### [What is required]
The required output is the line with "hashes, abstract unix" and each line that follows it to the end of the entries below, copied exactly and with nothing added.

##### Data to process #####

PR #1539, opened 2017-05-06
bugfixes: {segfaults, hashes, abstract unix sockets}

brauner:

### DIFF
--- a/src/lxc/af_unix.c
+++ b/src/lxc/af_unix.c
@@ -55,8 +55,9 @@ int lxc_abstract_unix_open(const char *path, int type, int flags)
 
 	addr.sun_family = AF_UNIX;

#####

### [Answer to this task]
bugfixes: {segfaults, hashes, abstract unix sockets}

brauner:

### DIFF
--- a/src/lxc/af_unix.c
+++ b/src/lxc/af_unix.c
@@ -55,8 +55,9 @@ int lxc_abstract_unix_open(const char *path, int type, int flags)
 
 	addr.sun_family = AF_UNIX;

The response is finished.